The Personnel and Formation
Steven Threet is the quarterback, with Michael Shaw joining him in the backfield, to his right. Junior Hemingway and Carson Butler are wide left and slot left, respectively. Darryl Stonum and Martavious Odoms are wide right and slot right, respectively.

Miami is in a base 4-3, with the outside linebackers shaded slightly outside. Neither is as wide as the slot players. The two safeties are both high, indicating a straight cover-2 zone.

The Play

At the snap, Threet and Shaw reach the mesh point, and Threet makes the give. Shaw runs through a cavernous gaping hole between the center and left guard, and his speed gets him to the second level quickly. The receivers to the playside run of their defenders downfield, then stalk block them. On the weakside, Odoms fakes a bubble screen route and Stonum works downfield to block. By the time he is finally tackled by the playside corner and a linebacker, Shaw has picked up 30 yards.

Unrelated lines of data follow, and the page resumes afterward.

PR #644, opened 2022-07-02
SemanticSegmentationTrainer: ignore_zeros -> ignore_index

### LINKED ISSUE #444: Bug: missing "not" operator to set ignore_zeros in segmentation trainer
I believe there's a bug in the translation from ignore_zeros to ignore_index in the [\_\_init__ of SemanticSegmentationTask](https://github.com/microsoft/torchgeo/blob/c933694ddc9a121af9415389949aefcc84760472/torchgeo/trainers/segmentation.py#L89).
`self.ignore_zeros = None if kwargs["ignore_zeros"] else 0` should be:
`self.ignore_zeros = None if kwargs["ignore_zeros"] is None else 0` as is done [when define loss function](https://github.com/microsoft/torchgeo/blob/c933694ddc9a121af9415389949aefcc84760472/torchgeo/trainers/segmentation.py#L57)

`self.ignore_zeros` is later used to define the "self.ignore_index" of the self.train_metrics. For sake of clarity, I'd suggest renaming it to  `self.ignore_index` directly in the \_\_init__. 

Therefore, this
```
...
        self.ignore_zeros = None if kwargs["ignore_zeros"] else 0

        self.config_task()

        self.train_metrics = MetricCollection(
            [
                Accuracy(
                    num_classes=self.hparams["num_classes"],
                    ignore_index=self.ignore_zeros,
...
```
would become
```
...
        self.ignore_index = None if kwargs["ignore_zeros"] is None else 0

        self.config_task()

        self.train_metrics = MetricCollection(
            [
                Accuracy(
                    num_classes=self.hparams["num_classes"],
                    ignore_index=self.ignore_index,
...
```
If you'd like, I can definitely push a PR for to fix this bug if the solution seems ok to all. Let me know.

calebrob6:
Fixes #444

### DIFF
--- a/conf/chesapeake_cvpr.yaml
+++ b/conf/chesapeake_cvpr.yaml
@@ -17,7 +17,7 @@ experiment:
     in_channels: 4
     num_classes: 7
     num_filters: 256
-    ignore_zeros: False
+    ignore_zeros: null
     imagenet_pretraining: True
   datamodule:
     root_dir: "data/chesapeake/cvpr"
--- a/tests/conf/oscd_all.yaml
+++ b/tests/conf/oscd_all.yaml
@@ -11,7 +11,7 @@ experiment:
     in_channels: 26
     num_classes: 2
     num_filters: 1
-    ignore_zeros: False
+    ignore_index: null
   datamodule:
     root_dir: "tests/data/oscd"
     batch_size: 1
--- a/tests/conf/oscd_all.yaml
+++ b/tests/conf/oscd_all.yaml
@@ -11,7 +11,7 @@ experiment:
     in_channels: 26
     num_classes: 2
     num_filters: 1
-    ignore_zeros: True
+    ignore_zeros: False
   datamodule:
     root_dir: "tests/data/oscd"
     batch_size: 1
--- a/tests/trainers/test_segmentation.py
+++ b/tests/trainers/test_segmentation.py
@@ -123,6 +123,6 @@ class TestSemanticSegmentationTask:
     def test_ignoreindex_with_jaccard(self, model_kwargs: Dict[Any, Any]) -> None:
         model_kwargs["loss"] = "jaccard"
         model_kwargs["ignore_index"] = 0
-        match = "Warning ignore_index has no effect on training when loss='jaccard'"
+        match = "ignore_index has no effect on training when loss='jaccard'"
         with pytest.warns(UserWarning, match=match):
             SemanticSegmentationTask(**model_kwargs)
--- a/tests/trainers/test_segmentation.py
+++ b/tests/trainers/test_segmentation.py
@@ -97,7 +97,7 @@ class TestSemanticSegmentationTask:
             "encoder_name": "resnet18",
             "encoder_weights": None,
             "in_channels": 1,
-            "num_classes": 1,
+            "num_classes": 2,
             "loss": "ce",
             "ignore_zeros": True,
         }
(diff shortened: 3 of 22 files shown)


adamjstewart:
Is there any reason not to rename `ignore_zeros` to `ignore_index` in the `__init__` parameter list?

calebrob6:
We don't need to ignore other values and old segmentation trainer checkpoints will not be easily loadable

tests/conf/oscd_all.yaml
```diff
@@ -11,7 +11,7 @@ experiment:
     in_channels: 26
     num_classes: 2
     num_filters: 1
-    ignore_zeros: True
+    ignore_zeros: False
```
calebrob6, line 14: We shouldn't ignore_zeros with two classes, this causes the Accuracy metric to break

tests/trainers/test_segmentation.py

Why it Happened Like it Did
The key to this play was exceptional blocking by the offensive line(!), and good awareness by Carson Butler(!!). The weakside DE looks to be flowing down the line of scrimmage, but he hasn’t quite committed, so threet hands off. Ortmann and Molk own the playside DE and DT, leaving McAvoy available to take out the playside linebacker. On the backside of the play, Schilling manages to seal the DT (no easy task from his position) and Dave Moosman wrecks the MLB.

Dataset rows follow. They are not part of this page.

PR #648, opened 2022-07-02
protobuf updated

prasadjivane:
protobuf and timm updated

### DIFF
--- a/requirements/required.txt
+++ b/requirements/required.txt
@@ -15,7 +15,7 @@ numpy==1.21.6;python_version=='3.7'
 omegaconf==2.2.2
 packaging==21.3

Another thing that made this play successful was the succesful running by Threet when he kept the ball on zone-reads. The danger of the QB picking up yardage if he doesn’t hand off the ball gave the backside DE just enough pause to allow Shaw to escape the backfield.

Now you know what it was like Inside the Play.

Posted under Analysis

Inside the Play: Utah

The format of this feature is a work-in-progress. If you have any suggestions, let me know. Also, the video quality is really poor for some reason. It should be better in future weeks.

The Situation
It’s the first quarter, and Michigan’s offense has already looked kinda bad. A Utah pass interference penalty has given the Wolverines the ball inside Utah’s 10 yard line, and a Sam McGuffie rush sets up a second and goal from the 8. A touchdown here could help Michigan set the tone early in this game.

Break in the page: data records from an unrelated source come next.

PR #657, opened 2022-07-07
Datamodule cleanup

calebrob6:
Cleaning up how preprocessing in the datamodules works in preparation for writing a prediction utility. 

Now, each DataModule has a `preprocess(self, sample)` method that performs the image preprocessing and doesn't break if there isn't a "mask" or "label" key in the sample. This is important as `predict.py` needs to be able to apply the same image pre-processing that a trained model checkpoint used while training, however the new data that the model is being run over will definitely not have any "mask" or "label" parts.

I also took this opportunity to clean up a few things throughout the DataModules -- I'll go through and explain these changes inline with comments.

### DIFF
--- a/conf/etci2021.yaml
+++ b/conf/etci2021.yaml
@@ -7,7 +7,7 @@ experiment:
     encoder_weights: "imagenet"
     learning_rate: 1e-3
     learning_rate_schedule_patience: 6
-    in_channels: 7
+    in_channels: 6
     num_classes: 2
     ignore_index: 0
   datamodule:
--- a/torchgeo/datamodules/chesapeake.py
+++ b/torchgeo/datamodules/chesapeake.py
@@ -187,6 +187,18 @@ class ChesapeakeCVPRDataModule(LightningDataModule):
 
         return sample
 
+    def remove_bbox(self, sample: Dict[str, Any]) -> Dict[str, Any]:
+        """Removes the bounding box property from a sample.
+
+        Args:
+            sample: dictionary with geographic metadata
+
+        Returns
+            sample without the bbox property
+        """
+        del sample["bbox"]
+        return sample
+
     def nodata_check(
         self, size: int = 512
     ) -> Callable[[Dict[str, Tensor]], Dict[str, Tensor]]:
@@ -238,6 +250,7 @@ class ChesapeakeCVPRDataModule(LightningDataModule):
                 self.center_crop(self.patch_size),
                 self.nodata_check(self.patch_size),
                 self.preprocess,
+                self.remove_bbox,
             ]
         )
         val_transforms = Compose(
@@ -245,12 +258,14 @@ class ChesapeakeCVPRDataModule(LightningDataModule):
                 self.center_crop(self.patch_size),
                 self.nodata_check(self.patch_size),
                 self.preprocess,
+                self.remove_bbox,
             ]
         )
         test_transforms = Compose(
             [
                 self.pad_to(self.original_patch_size, image_value=0, mask_value=0),
                 self.preprocess,
+                self.remove_bbox,
             ]
         )
 
--- a/torchgeo/datamodules/chesapeake.py
+++ b/torchgeo/datamodules/chesapeake.py
@@ -169,23 +169,21 @@ class ChesapeakeCVPRDataModule(LightningDataModule):
         Returns:
             preprocessed sample
         """
-        sample["image"] = sample["image"] / 255.0
-        sample["mask"] = sample["mask"].squeeze()
-
-        if self.use_prior_labels:
-            sample["mask"] = F.normalize(sample["mask"].float(), p=1, dim=0)
-            sample["mask"] = F.normalize(
-                sample["mask"] + self.prior_smoothing_constant, p=1, dim=0
-            )
-        else:
-            if self.class_set == 5:
-                sample["mask"][sample["mask"] == 5] = 4
-                sample["mask"][sample["mask"] == 6] = 4
-            sample["mask"] = sample["mask"].long()
-
         sample["image"] = sample["image"].float()
+        sample["image"] /= 255.0
 
-        del sample["bbox"]
+        if "mask" in sample:
+            sample["mask"] = sample["mask"].squeeze()
+            if self.use_prior_labels:
+                sample["mask"] = F.normalize(sample["mask"].float(), p=1, dim=0)
+                sample["mask"] = F.normalize(
+                    sample["mask"] + self.prior_smoothing_constant, p=1, dim=0
+                )
+            else:
+                if self.class_set == 5:
+                    sample["mask"][sample["mask"] == 5] = 4
+                    sample["mask"][sample["mask"] == 6] = 4
+                sample["mask"] = sample["mask"].long()
 
         return sample
 
--- a/torchgeo/datamodules/cowc.py
+++ b/torchgeo/datamodules/cowc.py
@@ -42,7 +42,7 @@ class COWCCountingDataModule(pl.LightningDataModule):
         self.batch_size = batch_size
         self.num_workers = num_workers
 
-    def custom_transform(self, sample: Dict[str, Any]) -> Dict[str, Any]:
+    def preprocess(self, sample: Dict[str, Any]) -> Dict[str, Any]:
         """Transform a single sample from the Dataset.
 
         Args:
@@ -51,8 +51,10 @@ class COWCCountingDataModule(pl.LightningDataModule):
         Returns:
             preprocessed sample
         """
-        sample["image"] = sample["image"] / 255.0  # scale to [0, 1]
-        sample["label"] = sample["label"].float()
+        sample["image"] = sample["image"].float()
+        sample["image"] /= 255.0  # scale to [0, 1]
+        if "label" in sample:
+            sample["label"] = sample["label"].float()
         return sample
 
     def prepare_data(self) -> None:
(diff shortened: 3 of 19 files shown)


conf/etci2021.yaml
```diff
@@ -7,7 +7,7 @@ experiment:
     encoder_weights: "imagenet"
     learning_rate: 1e-3
     learning_rate_schedule_patience: 6
-    in_channels: 7
+    in_channels: 6
```
calebrob6, line 10: Previously we had 7 channel inputs because we concatenated a given water mask with the image inputs. Generating predictions with a water mask would be tricky at best / outside of the scope of torchgeo so I removed this.

torchgeo/datamodules/chesapeake.py
```diff
@@ -169,24 +169,34 @@ def preprocess(self, sample: Dict[str, Any]) -> Dict[str, Any]:
         Returns:
             preprocessed sample
         """
-        sample["image"] = sample["image"] / 255.0
```
calebrob6, line 172: I changed all `sample["image"] = sample["image"] / 255.0` to `sample["image"] /= 255.0` as the inline operation shouldn't make any copies.

torchgeo/datamodules/chesapeake.py
```diff
@@ -169,24 +169,34 @@ def preprocess(self, sample: Dict[str, Any]) -> Dict[str, Any]:
...
-        sample["mask"] = sample["mask"].squeeze()
+        sample["image"] = sample["image"].float()
+        sample["image"] /= 255.0
+
+        if "mask" in sample:
```
calebrob6, line 175: Added this type of check in order to be able to re-use the `preprocess(...)` logic in cases where "masks"/"labels" aren't available.

torchgeo/datamodules/chesapeake.py
```diff
@@ -169,24 +169,34 @@ def preprocess(self, sample: Dict[str, Any]) -> Dict[str, Any]:
...
-            )
-        else:
-            if self.class_set == 5:
-                sample["mask"][sample["mask"] == 5] = 4
-                sample["mask"][sample["mask"] == 6] = 4
-            sample["mask"] = sample["mask"].long()
+        return sample
 
-        sample["image"] = sample["image"].float()
+    def remove_bbox(self, sample: Dict[str, Any]) -> Dict[str, Any]:
```
calebrob6, line 190: Removing the "bbox" key is required for using the samples in the lightning trainer, however we need the "bbox" for predictions so I decoupled this logic from preprocess.

torchgeo/datamodules/cowc.py
```diff
@@ -42,7 +42,7 @@ def __init__(
         self.batch_size = batch_size
         self.num_workers = num_workers
 
-    def custom_transform(self, sample: Dict[str, Any]) -> Dict[str, Any]:
```
calebrob6, line 45: Renamed all image preprocessing to `preprocess(...)`

torchgeo/datamodules/eurosat.py
```diff
@@ -9,7 +9,7 @@
 import pytorch_lightning as pl
 import torch
 from torch.utils.data import DataLoader
-from torchvision.transforms import Compose, Normalize
```
calebrob6, line 12: Removed Normalize as it is more explicit to subtract band means then divide by band stdevs.

torchgeo/datamodules/so2sat.py
```diff
@@ -25,14 +25,6 @@ class So2SatDataModule(pl.LightningDataModule):
 
     band_means = torch.tensor(
         [
-            -3.591224256609313e-05,
```
calebrob6, line 28: Our previous implementation here didn't really make sense. We were loading all band data, doing channel-wise standardization over all bands, then throwing away the S1 bands so I removed loading of the S1 bands.

torchgeo/datamodules/ucmerced.py
```diff
@@ -25,10 +24,6 @@ class UCMercedDataModule(pl.LightningDataModule):
     Uses random train/val/test splits.
     """
 
-    band_means = torch.tensor([0, 0, 0])
```
calebrob6, line 28: Why

torchgeo/datamodules/usavars.py
```diff
@@ -24,7 +23,6 @@ def __init__(
         self,
         root_dir: str,
         labels: Sequence[str] = USAVars.ALL_LABELS,
-        transforms: Optional[Callable[[Dict[str, Tensor]], Dict[str, Tensor]]] = None,
```
calebrob6, line 27: We don't allow transforms to be passed in to any other DataModules

adamjstewart: This is what we call a slippery slope: https://github.com/microsoft/torchgeo/pull/498#discussion_r843194575

Also see https://github.com/microsoft/torchgeo/discussions/596

torchgeo/datamodules/eurosat.py
adamjstewart: Not sure if I agree with this. I think the `Normalize` transform is more explicit since it tells you why you're doing it, not just what you're doing.

torchgeo/datamodules/usavars.py
```diff
@@ -33,18 +31,28 @@ def __init__(
...
+        """Transform a single sample from the Dataset.
+
+        Args:
+            sample: dictionary containing image
+
+        Returns:
+            preprocessed sample
+        """
+        sample["image"] = sample["image"].float()
+        sample["image"] /= 255.0
```
adamjstewart, line 53: It seems like we're somewhat arbitrarily deciding whether to normalize to [0, 1] or [-1, 1]. Not sure if there is any advantage to one or the other.

conf/etci2021.yaml
adamjstewart: Wouldn't predictions be out_channels, not in_channels?

torchgeo/datamodules/chesapeake.py
adamjstewart: Do you remember why we had to remove bbox again? I feel like there was an option to keep it if we did something else differently...

conf/etci2021.yaml
calebrob6: Yes, but the number of in_channels changed from 7 to 6 because we were previously using a pre-computed water mask as a channel.

torchgeo/datamodules/chesapeake.py
calebrob6: I'm suspicious that it has something to do with collation, but the trainers/test definitely break if you don't remove it.

torchgeo/datamodules/eurosat.py
calebrob6: True, I was thinking of it as, "there are many ways to 'normalize' something where `Normalize` happens to apply channel wise standardization". I don't have a strong opinion here.

torchgeo/datamodules/usavars.py
calebrob6: Yep!

torchgeo/datamodules/usavars.py
calebrob6: Haha yeah I know; I can't make up my mind here. If we have this `Optional[Callable]` as an argument, then we can't (easily) initialize a class instance from a configuration file. This will make general-purpose scripts like `predict.py` more difficult to write. On the other hand, our datamodules aren't very useful for experimentation as-is, because good train-time augmentations are a very important.

torchgeo/datamodules/usavars.py
calebrob6: I wouldn't mind arbitrarily being consistent and do [0,1] normalization for everything.

torchgeo/datamodules/eurosat.py
adamjstewart: I don't have a strong preference here either. I tend to use builtin library functions where possible since I trust them more than I trust my own coding, but this one is obviously very simple. I think the biggest advantage of using `Normalize` is that it does the `.reshape(-1, 1, 1)` here for you, so that's one less thing to worry about. It also uses `.view(-1, 1, 1)` which I think is more efficient. It also accepts a list, so you don't need to convert it to a tensor yourself. Personally I'm gonna vote for using `Normalize` to keep the code as simple as possible.

torchgeo/datamodules/usavars.py
adamjstewart: Can't we have a set of default transforms associated with each datamodule? Then users can override them in Python if they need to via this optional callable (experimentation) but we'll still have config files without customization that default to the optimal known transforms (reproduction).

torchgeo/datamodules/usavars.py
adamjstewart: I'm not sure if this needs to be solved in this PR, just something to think about. We should probably try both and see if it makes any difference. It may be different on a case-by-case basis.

torchgeo/datamodules/usavars.py
calebrob6: Yeah I think that's the best of both worlds. I don't think an "optimal" known transform exists across these datasets -- but a sane default implemented consistently would be a good step. Further, as long as these are optional train transforms, instantiating the DataModule without them shouldn't have any effect on using the DataModule for pre-processing purposes.

calebrob6:
Okay, so I'm going to switch to using Normalize consistently then leave further changes for another PR

adamjstewart (dismissed):
Technically, a lot of these changes (transforms -> preprocess) are API changes that should be documented with `.. versionchanged:: 0.3` but I doubt too many people are calling these directly or overriding them so I won't ask for documentation of these changes.

Inria adds an `augmentations` parameter. Do we want to remove this now for consistency or keep it and think about how to handle this later? Inria was added in this release so its API hasn't been public so we can remove it without documenting the change if we do it now.

calebrob6:
> Inria adds an augmentations parameter. Do we want to remove this now for consistency or keep it and think about how to handle this later? Inria was added in this release so its API hasn't been public so we can remove it without documenting the change if we do it now.

I think remove it

adamjstewart (approved):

The Personnel and Formation
Michigan comes out in the shotgun with two tailbacks and three wide receivers. Nick Sheridan is flanked by Brandon Minor on his right and Michael Shaw on his left. Greg Mathews is split wide left. Darryl Stonum is split wide right, with Martavious Odoms in the slot to that side.

Utah lines up in a 4-3 defense. To the strong side, the corner is head-up over Martavious Odoms, with the safety deep, but aligned with Stonum. Mathews has a man head-up over him, showing press technique.

The Play

At the snap, Sheridan fakes to Minor, who cross in front of him to the left, and then fakes again (slightly less convincingly) to Shaw, who goes in the opposite direction. After the fakes, Sheridan rolls out to the right. He hits Michael Shaw at the seven yard line, and Shaw races to the corner for a touchdown.
Why it Happened Like it Did

Utah was playing man coverage on this play, keeping one safety in a deep zone, and one linebacker spying Sheridan (Cover-1 Spy). The Utah linebackers bit on the fake to Minor, freezing them long enough for Shaw to beat his man to the outside, and for Sheridan to have enough time to roll out and make the pass. With Odoms and Stonum running crossing routes, Shaw was given a clear path to the endzone.

Now you know what it was like Inside the Play.